I'm a beginner in Ruby and I don't understand what this code is doing, could you explain it to me, please?
def a(n)
s = 0
for i in 0..n-1
s += i
end
s
end
def defines a method. Methods can be used to run the same code on different values. For example, lets say you wanted to get the square of a number:
def square(n)
n * n
end
Now I can do that with different values and I don't have to repeat n * n:
square(1) # => 1
square(2) # => 4
square(3) # => 9
= is an assignment.
s = 0 basically says, behind the name s, there is now a zero.
0..n-1 - constructs a range that holds all numbers between 0 and n - 1. For example:
puts (0..3).to_a
# 0
# 1
# 2
# 3
for assigns i each consecutive value of the range. It loops through all values. So first i is 0, then 1, then ... n - 1.
s += i is a shorthand for s = s + i. In other words, increments the existing value of s by i on each iteration.
The s at the end just says that the method (remember the thing we opened with def) will give you back the value of s. In other words - the sum we accumulated so far.
There is your programming lesson in 5 minutes.
This example isn't idiomatic Ruby code even if it is syntactically valid. Ruby hardly ever uses the for construct, iterators are more flexible. This might seem strange if you come from another language background where for is the backbone of many programs.
In any case, the program breaks down to this:
# Define a method called a which takes an argument n
def a(n)
# Assign 0 to the local variable s
s = 0
# For each value i in the range 0 through n minus one...
for i in 0..n-1
# ...add that value to s.
s += i
end
# The result of this method is s, the sum of those values.
s
end
The more Ruby way of expressing this is to use times:
def a(n)
s = 0
# Repeat this block n times, and in each iteration i will represent
# a value in the range 0 to n-1 in order.
n.times do |i|
s += i
end
s
end
That's just addressing the for issue. Already the code is more readable, mind you, where it's n.times do something. The do ... end block represents a chunk of code that's used for each iteration. Ruby blocks might be a little bewildering at first but understanding them is absolutely essential to being effective in Ruby.

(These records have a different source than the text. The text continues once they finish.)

PR #32, opened 2023-09-07
Allow other xarray engines for other file types

annehaley:
I was able to test out the `pflotran` dataset from @johnkit, and I can confirm it works with Pan3D. We just need a few lines to support the `.nc` version of the data as well. 

image

### DIFF
--- a/pan3d/dataset_builder.py
+++ b/pan3d/dataset_builder.py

Taking this one step further:
def a(n)
# For each element i in the range 0 to n-1...
(0..n-1).reduce |sum, i|
# ...add i to the sum and use that as the sum in the next round.
sum + i
end
end
The reduce method is one of the simple tools in Ruby that's quite potent if used effectively. It allows you to quickly spin through lists of things and compact them down to a single value, hence the name. It's also known as inject which is just an alias for the same thing.
You can also use short-hand for this:
def a(n)
# For each element in the range 0 to n-1, combine them with +
# and return that as the result of this method.
(0..n-1).reduce(&:+)
end
Where here &:+ is shorthand for { |a,b| a + b }, just as &:x would be short for { |a,b| a.x(b) }.

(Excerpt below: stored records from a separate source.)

PR #33, opened 2023-09-20
Add Import and Export buttons

annehaley:
This PR adds the import and export features to Pan3D. The video attached below captures the new behavior.
https://github.com/Kitware/pan3d/assets/44912689/fd4190be-26e1-4ec8-abb3-bb0c951371b7

In this example, two config files are used. First, an import is performed on the second config file in the `examples` folder. The contents of that file are as follows:

```
{
    "data_origin": "eraint_uvz",
    "data_array": {
        "active": "z",
        "x": "longitude",
        "y": "latitude",
        "z": "level",
        "t": "month"
    },
    "data_slices": {
        "latitude": [
            -90,
            0,
            10
        ],
        "longitude": [
            -180,
            0,
            10
        ],
        "level": [
            200,
            850,
            1
        ],
        "month": [
            0,
            7,
            1
        ]
    },
    "ui": {
        "expanded_coordinates": [
            "longitude",
            "latitude",
            "level",
            "month"
        ],
        "main_drawer": true
    }
}
```

Then, some modifications are made to the slices and an export is performed, saved as `pan3d_state.json`. The contents of the exported file are as follows:

```
{
    "data_origin": "eraint_uvz",
    "data_array": {
        "active": "z",
        "x": "longitude",
        "y": "latitude",
        "z": "level",
        "t": "month",
        "t_index": "1"
    },
    "data_slices": {
        "longitude": [
            -180,
            90,
            2
        ],
        "latitude": [
            -90,
            90,
            2
        ],
        "level": [
            200,
            850,
            1
        ],
        "month": [
            1,
            7,
            1
        ]
    },
    "ui": {
        "main_drawer": true,
        "expanded_coordinates": []
    }
}
```

Finally, the video shows switching to a different dataset before performing an import of the newly exported `pan3d_state.json`.


pan3d/dataset_builder.py
```diff
@@ -386,12 +411,81 @@ def mesh_updated(exception=None):
...
+
+        if slices_config:
+            coordinates = self.state.coordinates
+            for coordinate in coordinates:
+                if coordinate["name"] in slices_config:
+                    start, stop, step = slices_config[coordinate["name"]]
+                    coordinate["start"] = start
+                    coordinate["stop"] = stop
+                    coordinate["step"] = step
+            self.state.coordinates = coordinates
```
jourdain, line 446: remove `self.state.coordinates = coordinates`

pan3d/dataset_builder.py
```diff
@@ -386,12 +411,81 @@ def mesh_updated(exception=None):
...
+            self.state.dirty("coordinates")
+
+        if ui_config:
+            self.state.update(ui_config)
+            self.state.dirty(*ui_config.keys())
```
jourdain, line 451: Do you need to mark the ui props dirty? I'm not sure why.

jourdain: Were you going to prefix ui state vars by `ui_xxxx`?

pan3d/dataset_builder.py
```diff
@@ -386,12 +411,81 @@ def mesh_updated(exception=None):
...
-        pass
+        self.state.update({"dialog_shown": None, "selected_config_file": None})
+
+    def export_config(self, config_file=None):
+        config = {}
+        config["data_origin"] = self.state.dataset_path
+        config["data_array"] = {"active": self.state.active_array}
+
+        for axis in ["x", "y", "z", "t"]:
+            if self.state[axis + "_array"]:
```
jourdain, line 461: Doing string operations with a + is not great. If would be better to use `f"{axis}_array"`

jourdain: Also, it would be better to use a prefix rather than a postfix.

pan3d/dataset_builder.py
```diff
@@ -386,12 +411,81 @@ def mesh_updated(exception=None):
...
+                    coordinate.get("start", 0),
+                    coordinate.get("stop", -1),
+                    coordinate.get("step", 1),
+                ]
+                config["data_slices"][coordinate["name"]] = coordinate_slice
+
+        for state_var in ["main_drawer", "expanded_coordinates"]:
+            if "ui" not in config:
+                config["ui"] = {}
+            config["ui"][state_var] = self.state[state_var]
```
jourdain, line 485: `config["ui"][state_var] = self.state[f"ui_{state_var}"]`

pan3d/dataset_builder.py
```diff
@@ -386,12 +411,81 @@ def mesh_updated(exception=None):
...
+
+        if config_file:
+            with open(config_file, "w") as f:
```
jourdain, line 488: you can use Path from pathlib to write the file in 1 line.

pan3d/ui/coordinate_configure.py
```diff
@@ -42,7 +47,7 @@ def __init__(
                                     "%s?.size - 1" % coordinate_info,
                                     0,
                                 ),
-                                step=1,
+                                step=("%s?.step" % coordinate_info, 0),
```
jourdain, line 50: f string?

pan3d/ui/coordinate_configure.py
```diff
@@ -55,62 +60,95 @@ def __init__(
                                             "%s?.size - 1" % coordinate_info,
                                             0,
                                         ),
+                                        step=("%s?.step" % coordinate_info, 0),
```
jourdain, line 63: f-string

pan3d/ui/coordinate_configure.py
```diff
@@ -55,62 +60,95 @@ def __init__(
...
+                        ):
+                            vuetify.VTextField(
+                                model_value=("%s?.start" % coordinate_info, 0),
+                                label="Start",
+                                hide_details=True,
+                                density="compact",
+                                type="number",
+                                min=(
+                                    "parseFloat(+ %s?.range[0].toFixed(2))"
+                                    % coordinate_info,
```
jourdain, line 83: f-string

pan3d/ui/coordinate_configure.py
```diff
@@ -55,62 +60,95 @@ def __init__(
...
+                                    0,
+                                ),
+                                max=(
+                                    "parseFloat(+ %s?.stop.toFixed(2))"
+                                    % coordinate_info,
```
jourdain, line 88: f-string

pan3d/ui/coordinate_configure.py
```diff
@@ -55,62 +60,95 @@ def __init__(
...
+                                style="flex-grow: 1",
+                            )
+                            vuetify.VTextField(
+                                model_value=("%s?.stop" % coordinate_info, 0),
+                                label="Stop",
+                                hide_details=True,
+                                density="compact",
+                                type="number",
+                                min=(
+                                    "parseFloat(+ %s?.start.toFixed(2))"
```
jourdain, line 111: f-string

pan3d/ui/coordinate_configure.py
```diff
@@ -55,62 +60,95 @@ def __init__(
...
+                                    % coordinate_info,
+                                    0,
+                                ),
+                                max=(
+                                    "parseFloat(+ %s?.range[1].toFixed(2))"
```
jourdain, line 116: f-string

pan3d/ui/coordinate_configure.py
```diff
@@ -55,62 +60,95 @@ def __init__(
...
+                                    % coordinate_info,
+                                    0,
+                                ),
+                                step="0.01",
+                                __properties=[
+                                    ("min", "min"),
+                                    ("max", "max"),
+                                    ("step", "step"),
+                                ],
```
jourdain, line 125: since you have a 1-to-1 mapping between Python and JS, you should just do `__properties=["min", "max", "step"],`

pan3d/ui/coordinate_configure.py
```diff
@@ -55,62 +60,95 @@ def __init__(
...
+                                input=(
+                                    coordinate_change_slice_function,
+                                    f"[{coordinate_info}.name, 'stop', $event.target.value]",
+                                ),
+                                __events=[("input", "input.prevent")],
+                                style="flex-grow: 1",
+                            )
+                            vuetify.VTextField(
+                                model_value=("%s?.step" % coordinate_info, 0),
```
jourdain, line 134: f-string

pan3d/ui/coordinate_configure.py
```diff
@@ -55,62 +60,95 @@ def __init__(
...
+                                label="Step",
+                                hide_details=True,
+                                density="compact",
+                                type="number",
+                                min="1",
+                                max=("%s?.size" % coordinate_info, 0),
```
jourdain, line 140: f-string

pan3d/ui/coordinate_configure.py
```diff
@@ -55,62 +60,95 @@ def __init__(
...
+                                __properties=[
+                                    ("min", "min"),
+                                    ("max", "max"),
```
jourdain, line 143: just `["min", "max"]`

pan3d/ui/file_select.py
```diff
@@ -0,0 +1,102 @@
...
+        with self:
+            with vuetify.VCardText(v_show=dialog_shown):
+                vuetify.VBtn(
+                    flat=True,
+                    icon="mdi-close",
+                    style="float: right",
+                    click="%s = undefined" % dialog_shown,
+                )
+                vuetify.VCardTitle(
+                    "{{ %s }}" % dialog_message,
```
jourdain, line 33: f-string

pan3d/ui/file_select.py
```diff
@@ -0,0 +1,102 @@
...
+                    v_show=dialog_message,
+                )
+                with html.Div(v_show="!%s" % dialog_message):
+                    vuetify.VCardTitle("{{ %s }} File Select" % dialog_shown)
```
jourdain, line 37: f-string

pan3d/ui/file_select.py
```diff
@@ -0,0 +1,102 @@
...
+                    flat=True,
+                    icon="mdi-close",
+                    style="float: right",
+                    click="%s = undefined" % dialog_shown,
+                )
+                vuetify.VCardTitle(
+                    "{{ %s }}" % dialog_message,
+                    v_show=dialog_message,
+                )
+                with html.Div(v_show="!%s" % dialog_message):
```
jourdain, line 36: f-string

pan3d/ui/file_select.py
```diff
@@ -0,0 +1,102 @@
...
+                                            %s = 'Export complete.'
+                                        })
+                                    });
+                                } catch {
+                                    %s = false;
+                                    window.alert('Your browser does not support selecting a download location. Your download will be made to the default location, saved as pan3d_state.json.')
+                                }
+                            }
+                        """
+                        % (state_export, dialog_message, selected_config_file),
```
jourdain, line 83: f-string

pan3d/ui/file_select.py
```diff
@@ -0,0 +1,102 @@
...
+                            var a = window.document.createElement('a');
+                            a.href = 'data:application/json;charset=utf-8,'  + encodeURIComponent(content);
+                            a.download = 'pan3d_state.json';
+                            a.style.display = 'none';
+                            window.document.body.appendChild(a);
+                            a.click()
+                            window.document.body.removeChild(a);
+                            %s = 'Export complete.'
+                        """
+                        % (state_export, dialog_message),
```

As you are a beginner in Ruby, let's start from the small slices.
0..n-1 => [0, n-1]. E.g. 0..3 => 0, 1, 2, 3 => [0, 3]
for i in 0.. n-1 => this is a for loop. i traverses [0, n-1].
s += i is same as s = s + i
So. Method a(n) initializes s = 0 then in the for loop i traverse [0, n - 1] and s = s + i
At the end of this method there is an s. Ruby omits key words return. so you can see it as return s
def a(n)
s = 0
for i in 0..n-1
s += i
end
s
end
is same as
def a(n)
s = 0
for i in 0..n-1
s = s + i
end
return s
end
a(4) = 0 + 1 + 2 + 3 = 6
Hope this is helpful.
The method a(n) calculates the sums of the first n natural numbers.
Example:
when n=4, then s = 0+1+2+3 = 6
Let's go symbol by symbol!
def a(n)
This is the start of a function definition, and you're defining the function a that takes a single parameter, n - all typical software stuff. Notably, you can define a function on other things, too:
foo = "foo"
def foo.bar
"bar"
end
foo.bar() # "bar"
"foo".bar # NoMethodError
Next line:
s = 0
In this line, you're both declaring the variable s, and setting it's initial value to 0. Also typical programming stuff.
Notably, the value of the entire expression; s = 0, is the value of s after the assignment:
s = 0
r = t = s += 1 # You can think: r = (t = (s += 1) )
# r and t are now 1
Next line:
for i in 0..n-1
This is starting a loop; specifically a for ... in ... loop. This one a little harder to unpack, but the entire statement is basically: "for each integer between 0 and n-1, assign that number to i and then do something". In fact, in Ruby, another way to write this line is:
(0..n-1).each do |i|
This line and your line are exactly the same.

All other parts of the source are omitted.